LME trading volumes, revenues under threat in UK-EU row over VAT

The London Metal Exchange could face a significant financial challenge if the EU wins a legal battle with the British government over tax breaks on commodity derivatives trading.

The European Commission has referred the UK to the European Court of Justice (ECJ) over concessions offered by the EU to the UK in 1977, which allowed the UK to apply a zero-rate of VAT to transactions on specific commodity markets.

The Commission now argues that the UK has overstepped its mark and that VAT on “terminal markets orders” should be subject to VAT to keep the playing field level with other countries within the European Union.

The consequences of this could prove complex and costly to the LME, as well as to other exchanges based in the City of London, the ancient heart of the capital city that is now home to its financial district. These other exchanges include ICE Futures Europe and the London Platinum & Palladium Market (LPPM).

The UK, however, is counter-claiming that the disagreement could blunt its competitive edge after the country completes its proposed departure from the EU, known as “Brexit”, while the LME’s 142-year history as the center of the metals industry could also be at stake.

The discrepancies claimed by the Commission are that the UK has extended the scope of the derogation, specifying that the UK has made at least eight amendments to the terminal markets order and has failed to align its legislation with EU VAT law.

“Since this derogation was notified to the Commission in 1977, the UK has extended the scope of the measure considerably, meaning that it is no longer limited to trading in the commodities originally covered,” the European Commission, the executive arm of the EU, said in a press release published on January 24.

In its role as Guardian of the Treaties under which it was established and is now governed, the EU claims that the derogation contributes to major distortions of competition which act to the detriment of other financial markets within the EU, the Commission said.

The UK joined the common market, known at the time as the European Economic Community, on January 1, 1973.

LME business could reroute
In light of the litigation now before the ECJ, the LME’s business could suffer because of the UK’s continuing discussions with the EU over a trade deal to come into effect once the UK leaves the union. If the UK fails to agree such a deal with the administration in Brussels, the court case could face dismissal because the country would no longer be subject to the EU authorities.

“The problem the Commission has is that the UK has not advised various contract changes affecting tax. If you make any such changes, you are supposed to notify Brussels,” a source close to the matter told Fastmarkets. “On paper, the terminal markets order is a derogation given to the UK. There is nothing to stop other markets in the EU from creating the same thing.”

Central to the case is the LME’s use of bonded warehouses for physical delivery, which are exempt from VAT. The LME’s physical delivery network of warehouses is built around the concept of tax-free trade.
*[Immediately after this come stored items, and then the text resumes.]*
PR #391, opened 2025-04-01
chore: update lakefile.toml to compile FLT file, not FLT dir

kbuzzard:
Now we use FLT.lean we don't need to compile `FLT.*`, we can just compile `FLT`.

### DIFF
--- a/lakefile.toml
+++ b/lakefile.toml
@@ -16,4 +16,4 @@ git = "https://github.com/PatrickMassot/checkdecls.git"
 
 [[lean_lib]]
 name = "FLT"
-globs = ["FLT.*", "FermatsLastTheorem"]
+globs = ["FLT", "FermatsLastTheorem"]


digama0:
One danger of dropping the glob is that you can end up with files that don't compile under `FLT/Foo.lean` as long as they are not imported by `FLT.lean`. So I would recommend either reusing mathlib's `mk_all` script or keeping the glob.

kbuzzard:
Yes, we have `mk_all` working here. But do you mean we should be checking it in CI? I'm not sure we're doing that.

kbuzzard:
Before we merge this we should probably get CI to check that `mk_all` doesn't change `FLT.lean`.

kbuzzard:
This is waiting on #427 which should ensure that CI fails on PRs which don't have FLT.lean which corresponds exactly to the files in the FLT directory.

kbuzzard:
OK I have now seen PRs failing with my own eyes with the wrong FLT.lean so I think this is safe to go.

More specifically, while physical, cash-settled contracts and over-the-counter (OTC) transactions remain subject to value-added tax, questions remain about how Britain could conduct tax-free business after it leaves the EU.

Once the UK is no longer part of the EU, the LME’s market will be open to competition from the likes of the US and Asia. LME business could in theory be rerouted, and metal stored elsewhere, which would negatively affect LME revenues and volumes.

“The LME notes the continuing infraction proceedings against the UK in respect of the VAT treatment of certain commodity derivatives, trading under the TMO [terminal markets order],” the bourse said in a press statement on February 1. “The LME continues to work with its stakeholders to ensure effective trading on the LME’s market.”

Conditional market consequences
Because the court case is broadly contingent on the conditions of the UK’s exit from the EU, market participants have expressed mixed sentiments toward the consequences the case might have for the metals industry.

“If the VAT law is changed, there’s a big debate [that must be had] about financial transaction reporting. If it becomes necessary to add VAT to LME transactions, it would require parties to declare the VAT on both sides. This would involve various accounting processes, and invites more risk,” according to an LME broker who declined to be named.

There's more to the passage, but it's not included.